### [ACTION ITEM]
Nothing is needed except the lines below that run from the one with "PR #2437, opened 2020-04-20" through the one with "Plugins: none", repeated exactly.
(SOURCE INFORMATION Opens)
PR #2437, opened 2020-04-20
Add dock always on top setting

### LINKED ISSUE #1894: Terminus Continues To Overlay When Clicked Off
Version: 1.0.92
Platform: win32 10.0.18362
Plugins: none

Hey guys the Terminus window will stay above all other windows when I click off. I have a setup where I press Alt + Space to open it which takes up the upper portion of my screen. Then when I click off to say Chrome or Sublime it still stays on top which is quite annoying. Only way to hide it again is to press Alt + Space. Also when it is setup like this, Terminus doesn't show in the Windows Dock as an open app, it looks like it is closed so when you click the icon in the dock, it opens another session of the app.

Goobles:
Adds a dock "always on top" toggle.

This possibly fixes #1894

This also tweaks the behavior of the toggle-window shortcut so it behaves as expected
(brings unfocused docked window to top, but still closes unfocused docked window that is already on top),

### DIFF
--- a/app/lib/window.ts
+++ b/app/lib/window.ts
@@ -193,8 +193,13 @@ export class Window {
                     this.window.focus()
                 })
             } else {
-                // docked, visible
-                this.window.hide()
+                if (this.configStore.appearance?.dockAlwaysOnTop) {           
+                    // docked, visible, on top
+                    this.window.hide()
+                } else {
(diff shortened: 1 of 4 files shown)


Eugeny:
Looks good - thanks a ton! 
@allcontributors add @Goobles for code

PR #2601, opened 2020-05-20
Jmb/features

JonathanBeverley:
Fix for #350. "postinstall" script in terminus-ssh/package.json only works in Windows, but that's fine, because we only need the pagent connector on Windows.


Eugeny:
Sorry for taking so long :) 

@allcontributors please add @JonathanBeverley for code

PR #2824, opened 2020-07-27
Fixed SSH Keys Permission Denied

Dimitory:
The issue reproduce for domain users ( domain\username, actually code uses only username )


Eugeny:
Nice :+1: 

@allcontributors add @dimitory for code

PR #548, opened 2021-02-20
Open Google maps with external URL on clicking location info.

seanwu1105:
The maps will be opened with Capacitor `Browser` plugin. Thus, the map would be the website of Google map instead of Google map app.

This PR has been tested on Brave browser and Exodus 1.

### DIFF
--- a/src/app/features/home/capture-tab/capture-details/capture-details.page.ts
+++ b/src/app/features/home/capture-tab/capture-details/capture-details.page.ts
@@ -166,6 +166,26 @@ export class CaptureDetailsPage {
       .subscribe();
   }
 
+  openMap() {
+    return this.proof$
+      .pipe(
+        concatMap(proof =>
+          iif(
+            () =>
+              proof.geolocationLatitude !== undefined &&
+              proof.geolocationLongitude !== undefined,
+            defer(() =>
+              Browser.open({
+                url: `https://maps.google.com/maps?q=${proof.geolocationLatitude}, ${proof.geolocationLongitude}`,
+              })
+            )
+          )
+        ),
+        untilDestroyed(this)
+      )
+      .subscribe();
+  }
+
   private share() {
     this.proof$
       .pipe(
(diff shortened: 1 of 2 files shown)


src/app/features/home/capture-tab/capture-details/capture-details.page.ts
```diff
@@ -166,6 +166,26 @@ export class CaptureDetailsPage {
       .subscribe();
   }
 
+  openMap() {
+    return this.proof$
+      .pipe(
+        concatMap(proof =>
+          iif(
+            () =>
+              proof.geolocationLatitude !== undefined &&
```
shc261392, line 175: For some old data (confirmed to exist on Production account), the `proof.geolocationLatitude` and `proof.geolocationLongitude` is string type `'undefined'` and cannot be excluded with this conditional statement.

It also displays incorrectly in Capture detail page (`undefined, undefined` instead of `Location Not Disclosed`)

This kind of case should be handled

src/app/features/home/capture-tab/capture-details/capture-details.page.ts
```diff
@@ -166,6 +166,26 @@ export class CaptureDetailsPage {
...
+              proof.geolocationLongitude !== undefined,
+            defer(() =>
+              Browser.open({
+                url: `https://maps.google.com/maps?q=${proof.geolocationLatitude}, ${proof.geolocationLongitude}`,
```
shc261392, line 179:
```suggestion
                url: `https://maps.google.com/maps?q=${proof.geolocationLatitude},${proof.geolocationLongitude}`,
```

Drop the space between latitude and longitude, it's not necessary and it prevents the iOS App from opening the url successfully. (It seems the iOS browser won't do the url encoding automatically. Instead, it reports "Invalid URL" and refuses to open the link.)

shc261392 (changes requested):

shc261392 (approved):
(SOURCE INFORMATION Closes)
(SOURCE INFORMATION Opens)
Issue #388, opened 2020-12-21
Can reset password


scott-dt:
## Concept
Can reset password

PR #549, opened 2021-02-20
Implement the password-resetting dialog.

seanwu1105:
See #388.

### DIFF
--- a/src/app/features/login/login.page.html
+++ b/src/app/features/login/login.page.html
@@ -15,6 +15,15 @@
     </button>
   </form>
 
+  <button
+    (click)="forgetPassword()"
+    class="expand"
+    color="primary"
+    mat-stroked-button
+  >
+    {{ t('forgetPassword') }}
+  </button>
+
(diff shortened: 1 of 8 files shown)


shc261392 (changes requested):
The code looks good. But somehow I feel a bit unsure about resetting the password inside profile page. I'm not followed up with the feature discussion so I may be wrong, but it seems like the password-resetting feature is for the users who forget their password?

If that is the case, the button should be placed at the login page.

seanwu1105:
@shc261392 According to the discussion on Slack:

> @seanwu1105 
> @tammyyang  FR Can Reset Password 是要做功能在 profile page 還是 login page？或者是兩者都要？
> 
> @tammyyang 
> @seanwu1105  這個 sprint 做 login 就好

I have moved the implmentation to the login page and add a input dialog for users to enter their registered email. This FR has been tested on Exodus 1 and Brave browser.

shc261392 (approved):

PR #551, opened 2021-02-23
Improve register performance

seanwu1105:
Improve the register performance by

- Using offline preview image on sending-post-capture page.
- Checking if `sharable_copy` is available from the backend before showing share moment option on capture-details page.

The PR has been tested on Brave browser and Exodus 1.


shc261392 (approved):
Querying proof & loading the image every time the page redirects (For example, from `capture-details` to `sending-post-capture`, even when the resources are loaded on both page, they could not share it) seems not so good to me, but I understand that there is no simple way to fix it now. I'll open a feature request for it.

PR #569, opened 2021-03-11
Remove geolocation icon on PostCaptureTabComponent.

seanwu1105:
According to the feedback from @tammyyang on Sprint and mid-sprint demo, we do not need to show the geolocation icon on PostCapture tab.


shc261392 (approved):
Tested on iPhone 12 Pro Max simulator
(SOURCE INFORMATION Closes)
(SOURCE INFORMATION Opens)
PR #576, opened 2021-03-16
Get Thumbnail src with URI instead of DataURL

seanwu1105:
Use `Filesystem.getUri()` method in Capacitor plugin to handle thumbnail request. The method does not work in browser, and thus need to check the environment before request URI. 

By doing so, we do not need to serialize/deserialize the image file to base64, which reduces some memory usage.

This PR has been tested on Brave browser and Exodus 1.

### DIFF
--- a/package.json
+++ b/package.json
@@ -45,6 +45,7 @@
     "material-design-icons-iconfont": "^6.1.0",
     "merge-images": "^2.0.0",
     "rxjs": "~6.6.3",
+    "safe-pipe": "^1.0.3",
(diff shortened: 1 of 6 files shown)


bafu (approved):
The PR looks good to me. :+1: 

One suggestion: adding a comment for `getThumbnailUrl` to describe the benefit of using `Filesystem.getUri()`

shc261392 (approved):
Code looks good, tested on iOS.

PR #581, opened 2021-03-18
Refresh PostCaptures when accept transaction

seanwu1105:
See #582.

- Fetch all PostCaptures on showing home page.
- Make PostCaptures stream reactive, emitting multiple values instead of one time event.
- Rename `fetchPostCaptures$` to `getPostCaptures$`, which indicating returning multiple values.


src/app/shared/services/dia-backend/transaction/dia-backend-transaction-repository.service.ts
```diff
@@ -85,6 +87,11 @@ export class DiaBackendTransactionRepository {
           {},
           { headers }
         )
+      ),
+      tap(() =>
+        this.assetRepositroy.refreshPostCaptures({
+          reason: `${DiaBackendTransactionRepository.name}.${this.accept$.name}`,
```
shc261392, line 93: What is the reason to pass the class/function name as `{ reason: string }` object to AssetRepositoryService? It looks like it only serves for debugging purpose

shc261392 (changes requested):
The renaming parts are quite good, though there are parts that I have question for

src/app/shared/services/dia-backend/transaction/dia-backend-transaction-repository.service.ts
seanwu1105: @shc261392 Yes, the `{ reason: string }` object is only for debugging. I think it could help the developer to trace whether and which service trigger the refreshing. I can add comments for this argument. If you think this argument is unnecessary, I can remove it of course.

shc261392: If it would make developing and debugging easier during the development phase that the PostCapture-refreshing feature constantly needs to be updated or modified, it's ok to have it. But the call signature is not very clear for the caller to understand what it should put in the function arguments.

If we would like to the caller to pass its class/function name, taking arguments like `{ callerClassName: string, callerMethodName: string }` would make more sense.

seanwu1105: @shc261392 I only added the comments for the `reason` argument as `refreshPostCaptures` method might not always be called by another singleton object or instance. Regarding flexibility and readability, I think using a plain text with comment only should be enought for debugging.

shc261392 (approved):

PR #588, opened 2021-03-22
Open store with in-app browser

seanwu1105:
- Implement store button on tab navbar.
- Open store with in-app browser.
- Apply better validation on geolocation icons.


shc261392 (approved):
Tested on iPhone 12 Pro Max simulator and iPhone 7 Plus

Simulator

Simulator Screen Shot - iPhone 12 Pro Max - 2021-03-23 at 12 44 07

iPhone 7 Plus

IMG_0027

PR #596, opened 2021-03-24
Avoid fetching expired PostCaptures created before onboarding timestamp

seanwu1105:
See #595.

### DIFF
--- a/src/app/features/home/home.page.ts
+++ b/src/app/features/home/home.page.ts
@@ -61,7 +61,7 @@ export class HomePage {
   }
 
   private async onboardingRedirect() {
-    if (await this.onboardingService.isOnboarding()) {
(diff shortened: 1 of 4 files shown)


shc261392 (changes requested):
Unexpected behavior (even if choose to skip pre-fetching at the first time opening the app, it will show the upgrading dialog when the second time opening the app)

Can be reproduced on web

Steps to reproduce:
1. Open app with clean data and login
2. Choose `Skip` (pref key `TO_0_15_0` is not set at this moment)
(SOURCE INFORMATION Closes)
### [OUTPUT FOR THIS TASK]
PR #2437, opened 2020-04-20
Add dock always on top setting

### LINKED ISSUE #1894: Terminus Continues To Overlay When Clicked Off
Version: 1.0.92
Platform: win32 10.0.18362
Plugins: none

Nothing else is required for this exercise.